Task statement ▸ In the records that follow, find the line with "PR #7311, opened 2024-07-23"; from there, retype every line exactly through the line with "-58,7 +58,14 @@", which also belongs to the answer.

Stored items from a collection ▸
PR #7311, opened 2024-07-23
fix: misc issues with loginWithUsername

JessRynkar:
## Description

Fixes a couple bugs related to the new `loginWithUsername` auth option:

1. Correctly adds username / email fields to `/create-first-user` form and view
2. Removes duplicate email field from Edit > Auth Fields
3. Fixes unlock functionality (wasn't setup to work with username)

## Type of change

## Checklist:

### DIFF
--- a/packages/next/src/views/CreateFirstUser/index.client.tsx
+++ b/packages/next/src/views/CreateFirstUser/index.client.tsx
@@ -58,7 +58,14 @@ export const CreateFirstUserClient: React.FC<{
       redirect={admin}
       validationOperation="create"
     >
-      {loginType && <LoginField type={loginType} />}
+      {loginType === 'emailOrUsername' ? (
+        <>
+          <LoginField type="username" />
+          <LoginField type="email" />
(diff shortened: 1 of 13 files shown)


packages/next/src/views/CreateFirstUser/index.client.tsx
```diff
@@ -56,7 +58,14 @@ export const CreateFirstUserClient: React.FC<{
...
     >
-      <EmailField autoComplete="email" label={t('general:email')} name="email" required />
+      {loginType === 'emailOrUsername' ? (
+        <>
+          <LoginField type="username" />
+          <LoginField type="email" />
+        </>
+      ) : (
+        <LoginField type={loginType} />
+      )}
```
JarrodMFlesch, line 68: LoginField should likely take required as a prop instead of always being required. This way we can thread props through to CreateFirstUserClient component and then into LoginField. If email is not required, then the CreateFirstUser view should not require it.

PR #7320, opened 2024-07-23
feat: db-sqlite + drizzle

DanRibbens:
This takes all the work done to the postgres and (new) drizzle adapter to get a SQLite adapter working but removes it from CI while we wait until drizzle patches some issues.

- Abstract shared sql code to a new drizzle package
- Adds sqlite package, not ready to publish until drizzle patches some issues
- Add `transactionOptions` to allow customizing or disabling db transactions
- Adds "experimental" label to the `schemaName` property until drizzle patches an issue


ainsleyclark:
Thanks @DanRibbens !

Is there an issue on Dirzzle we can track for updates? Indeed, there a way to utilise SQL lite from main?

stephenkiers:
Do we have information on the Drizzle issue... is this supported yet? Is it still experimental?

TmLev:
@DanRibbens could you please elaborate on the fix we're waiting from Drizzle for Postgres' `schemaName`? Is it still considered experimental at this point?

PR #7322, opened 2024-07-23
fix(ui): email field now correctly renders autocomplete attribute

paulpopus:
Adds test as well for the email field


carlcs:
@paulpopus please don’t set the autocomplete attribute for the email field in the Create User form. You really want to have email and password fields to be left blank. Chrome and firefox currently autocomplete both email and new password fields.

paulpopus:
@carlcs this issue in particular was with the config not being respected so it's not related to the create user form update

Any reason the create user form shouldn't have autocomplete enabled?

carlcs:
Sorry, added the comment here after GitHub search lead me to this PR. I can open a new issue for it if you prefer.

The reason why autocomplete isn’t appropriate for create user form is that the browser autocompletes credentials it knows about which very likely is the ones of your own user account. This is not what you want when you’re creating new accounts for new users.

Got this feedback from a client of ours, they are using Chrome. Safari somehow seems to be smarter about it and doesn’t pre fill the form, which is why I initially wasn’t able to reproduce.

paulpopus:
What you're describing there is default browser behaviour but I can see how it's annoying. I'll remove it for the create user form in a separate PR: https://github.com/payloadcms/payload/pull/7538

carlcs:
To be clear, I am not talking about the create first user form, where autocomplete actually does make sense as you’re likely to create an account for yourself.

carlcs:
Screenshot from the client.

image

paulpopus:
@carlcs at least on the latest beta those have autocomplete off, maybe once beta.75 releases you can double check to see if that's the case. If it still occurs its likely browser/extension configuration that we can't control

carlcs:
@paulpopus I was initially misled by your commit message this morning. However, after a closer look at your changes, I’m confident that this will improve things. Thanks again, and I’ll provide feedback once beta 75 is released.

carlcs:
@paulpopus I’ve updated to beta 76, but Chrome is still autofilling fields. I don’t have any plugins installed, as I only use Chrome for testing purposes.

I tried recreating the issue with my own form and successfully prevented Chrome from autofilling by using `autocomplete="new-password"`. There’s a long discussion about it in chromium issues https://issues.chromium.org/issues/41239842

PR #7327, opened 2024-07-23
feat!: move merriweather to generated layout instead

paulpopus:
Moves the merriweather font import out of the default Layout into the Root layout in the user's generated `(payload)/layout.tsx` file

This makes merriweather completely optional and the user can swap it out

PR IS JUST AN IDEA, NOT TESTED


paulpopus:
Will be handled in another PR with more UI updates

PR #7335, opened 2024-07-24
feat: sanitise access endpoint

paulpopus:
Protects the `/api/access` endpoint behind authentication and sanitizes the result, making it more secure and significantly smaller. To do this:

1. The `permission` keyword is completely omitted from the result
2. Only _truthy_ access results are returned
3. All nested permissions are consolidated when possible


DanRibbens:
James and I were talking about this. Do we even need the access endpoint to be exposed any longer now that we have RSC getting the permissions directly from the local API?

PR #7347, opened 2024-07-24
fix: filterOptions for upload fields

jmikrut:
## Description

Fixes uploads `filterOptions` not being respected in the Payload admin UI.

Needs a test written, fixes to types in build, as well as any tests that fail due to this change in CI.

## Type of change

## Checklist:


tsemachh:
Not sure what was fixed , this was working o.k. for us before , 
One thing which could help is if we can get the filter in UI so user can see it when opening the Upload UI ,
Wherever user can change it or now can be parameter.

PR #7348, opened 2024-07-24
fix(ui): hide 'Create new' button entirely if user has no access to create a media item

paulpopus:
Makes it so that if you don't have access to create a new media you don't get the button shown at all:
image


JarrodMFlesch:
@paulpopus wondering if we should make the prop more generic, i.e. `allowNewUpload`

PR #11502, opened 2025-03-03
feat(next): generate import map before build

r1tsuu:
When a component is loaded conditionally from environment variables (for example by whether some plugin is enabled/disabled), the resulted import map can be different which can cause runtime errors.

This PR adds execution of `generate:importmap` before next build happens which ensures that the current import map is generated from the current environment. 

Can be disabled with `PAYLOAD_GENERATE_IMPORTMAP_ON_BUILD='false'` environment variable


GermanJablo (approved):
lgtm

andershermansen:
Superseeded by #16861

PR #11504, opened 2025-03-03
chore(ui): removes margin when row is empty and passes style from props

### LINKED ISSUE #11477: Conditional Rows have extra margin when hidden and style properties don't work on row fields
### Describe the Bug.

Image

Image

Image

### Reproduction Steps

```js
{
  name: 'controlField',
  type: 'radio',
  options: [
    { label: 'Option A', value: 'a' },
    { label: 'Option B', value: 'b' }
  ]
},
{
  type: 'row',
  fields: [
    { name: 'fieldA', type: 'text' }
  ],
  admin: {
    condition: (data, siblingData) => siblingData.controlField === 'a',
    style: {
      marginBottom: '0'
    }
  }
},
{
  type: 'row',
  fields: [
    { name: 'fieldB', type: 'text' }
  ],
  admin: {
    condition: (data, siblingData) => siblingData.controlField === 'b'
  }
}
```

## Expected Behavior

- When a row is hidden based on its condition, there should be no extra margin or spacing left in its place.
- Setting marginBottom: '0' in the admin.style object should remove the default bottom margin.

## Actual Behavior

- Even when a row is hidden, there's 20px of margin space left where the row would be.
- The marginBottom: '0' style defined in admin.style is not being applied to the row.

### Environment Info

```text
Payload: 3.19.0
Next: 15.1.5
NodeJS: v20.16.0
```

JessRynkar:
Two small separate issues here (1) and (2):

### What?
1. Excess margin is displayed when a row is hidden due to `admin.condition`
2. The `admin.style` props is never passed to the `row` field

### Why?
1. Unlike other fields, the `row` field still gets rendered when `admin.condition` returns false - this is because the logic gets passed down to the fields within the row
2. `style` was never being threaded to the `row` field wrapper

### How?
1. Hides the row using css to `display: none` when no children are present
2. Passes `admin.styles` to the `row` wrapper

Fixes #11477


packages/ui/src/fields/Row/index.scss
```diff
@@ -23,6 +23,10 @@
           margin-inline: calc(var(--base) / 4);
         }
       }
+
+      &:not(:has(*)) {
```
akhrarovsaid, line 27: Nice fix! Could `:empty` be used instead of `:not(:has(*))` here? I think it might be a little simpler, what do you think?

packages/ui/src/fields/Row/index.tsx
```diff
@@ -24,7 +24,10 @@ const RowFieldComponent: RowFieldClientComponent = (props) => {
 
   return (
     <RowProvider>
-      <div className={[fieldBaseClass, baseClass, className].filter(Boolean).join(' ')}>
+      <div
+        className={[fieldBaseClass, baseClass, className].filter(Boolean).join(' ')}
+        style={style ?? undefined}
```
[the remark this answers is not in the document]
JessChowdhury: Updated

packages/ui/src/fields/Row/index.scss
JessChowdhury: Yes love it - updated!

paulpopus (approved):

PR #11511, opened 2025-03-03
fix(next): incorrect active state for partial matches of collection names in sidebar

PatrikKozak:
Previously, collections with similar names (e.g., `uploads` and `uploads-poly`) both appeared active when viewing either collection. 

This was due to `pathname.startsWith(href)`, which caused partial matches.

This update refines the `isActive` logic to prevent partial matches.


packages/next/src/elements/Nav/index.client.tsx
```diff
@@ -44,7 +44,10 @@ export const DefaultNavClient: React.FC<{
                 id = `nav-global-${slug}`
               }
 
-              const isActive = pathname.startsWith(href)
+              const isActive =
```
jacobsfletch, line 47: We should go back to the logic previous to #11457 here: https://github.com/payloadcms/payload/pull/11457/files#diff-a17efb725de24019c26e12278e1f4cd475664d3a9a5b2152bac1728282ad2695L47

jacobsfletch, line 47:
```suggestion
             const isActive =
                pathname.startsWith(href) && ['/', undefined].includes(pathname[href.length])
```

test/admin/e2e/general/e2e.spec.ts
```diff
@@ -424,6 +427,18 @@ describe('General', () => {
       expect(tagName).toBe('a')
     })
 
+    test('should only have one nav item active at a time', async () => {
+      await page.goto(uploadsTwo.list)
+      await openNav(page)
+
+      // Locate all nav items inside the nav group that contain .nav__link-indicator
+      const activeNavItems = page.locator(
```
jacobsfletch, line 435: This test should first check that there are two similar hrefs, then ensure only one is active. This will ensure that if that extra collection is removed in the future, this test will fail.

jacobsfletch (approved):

...

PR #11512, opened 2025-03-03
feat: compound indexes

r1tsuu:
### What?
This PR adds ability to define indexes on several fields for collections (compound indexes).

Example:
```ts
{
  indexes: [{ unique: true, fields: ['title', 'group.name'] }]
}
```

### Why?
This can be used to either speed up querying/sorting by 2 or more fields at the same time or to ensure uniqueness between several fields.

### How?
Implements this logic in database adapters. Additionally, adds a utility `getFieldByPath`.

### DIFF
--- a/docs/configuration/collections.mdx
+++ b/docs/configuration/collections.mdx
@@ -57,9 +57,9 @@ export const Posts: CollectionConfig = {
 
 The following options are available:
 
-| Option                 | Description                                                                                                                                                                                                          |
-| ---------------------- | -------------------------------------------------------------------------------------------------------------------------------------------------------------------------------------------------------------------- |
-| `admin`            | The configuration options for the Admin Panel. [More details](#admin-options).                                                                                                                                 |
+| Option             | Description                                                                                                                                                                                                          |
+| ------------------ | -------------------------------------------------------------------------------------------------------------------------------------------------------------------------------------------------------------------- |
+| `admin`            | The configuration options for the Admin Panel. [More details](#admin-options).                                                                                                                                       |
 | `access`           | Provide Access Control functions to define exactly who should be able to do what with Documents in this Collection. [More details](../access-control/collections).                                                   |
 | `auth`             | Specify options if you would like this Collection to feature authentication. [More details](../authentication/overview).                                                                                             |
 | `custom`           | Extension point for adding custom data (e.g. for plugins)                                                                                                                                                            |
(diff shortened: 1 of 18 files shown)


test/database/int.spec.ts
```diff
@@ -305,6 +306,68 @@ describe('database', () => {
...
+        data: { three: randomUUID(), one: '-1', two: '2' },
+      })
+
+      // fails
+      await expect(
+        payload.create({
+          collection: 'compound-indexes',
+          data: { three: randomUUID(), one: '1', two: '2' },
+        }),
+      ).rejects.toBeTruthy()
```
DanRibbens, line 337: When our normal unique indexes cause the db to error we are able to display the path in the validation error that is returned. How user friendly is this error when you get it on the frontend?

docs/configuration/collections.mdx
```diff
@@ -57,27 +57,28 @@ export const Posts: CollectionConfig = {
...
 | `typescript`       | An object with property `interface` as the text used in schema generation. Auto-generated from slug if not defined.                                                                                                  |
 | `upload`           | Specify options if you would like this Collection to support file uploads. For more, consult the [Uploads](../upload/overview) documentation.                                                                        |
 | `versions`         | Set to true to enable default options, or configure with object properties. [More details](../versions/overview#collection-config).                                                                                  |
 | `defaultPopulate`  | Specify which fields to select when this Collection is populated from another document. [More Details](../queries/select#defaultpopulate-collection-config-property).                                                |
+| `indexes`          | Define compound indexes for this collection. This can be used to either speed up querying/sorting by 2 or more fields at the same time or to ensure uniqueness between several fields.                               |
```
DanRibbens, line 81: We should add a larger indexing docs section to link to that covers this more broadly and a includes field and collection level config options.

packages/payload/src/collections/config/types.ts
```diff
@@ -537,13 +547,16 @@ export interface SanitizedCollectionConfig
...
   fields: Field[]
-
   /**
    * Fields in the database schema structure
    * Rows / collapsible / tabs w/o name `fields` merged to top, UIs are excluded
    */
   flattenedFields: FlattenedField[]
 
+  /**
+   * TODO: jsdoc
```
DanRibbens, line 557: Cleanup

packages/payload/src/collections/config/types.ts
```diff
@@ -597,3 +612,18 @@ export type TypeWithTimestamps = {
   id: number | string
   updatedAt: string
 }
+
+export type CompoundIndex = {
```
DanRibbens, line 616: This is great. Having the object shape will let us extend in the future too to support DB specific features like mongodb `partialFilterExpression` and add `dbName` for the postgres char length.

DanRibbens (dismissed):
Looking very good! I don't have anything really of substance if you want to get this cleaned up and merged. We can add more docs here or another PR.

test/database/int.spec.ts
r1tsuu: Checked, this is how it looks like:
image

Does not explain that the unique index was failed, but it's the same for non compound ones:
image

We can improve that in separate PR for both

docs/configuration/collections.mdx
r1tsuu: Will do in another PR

Response ▸
PR #7311, opened 2024-07-23
fix: misc issues with loginWithUsername

JessRynkar:
## Description

Fixes a couple bugs related to the new `loginWithUsername` auth option:

1. Correctly adds username / email fields to `/create-first-user` form and view
2. Removes duplicate email field from Edit > Auth Fields
3. Fixes unlock functionality (wasn't setup to work with username)

## Type of change

## Checklist:

### DIFF
--- a/packages/next/src/views/CreateFirstUser/index.client.tsx
+++ b/packages/next/src/views/CreateFirstUser/index.client.tsx
@@ -58,7 +58,14 @@ export const CreateFirstUserClient: React.FC<{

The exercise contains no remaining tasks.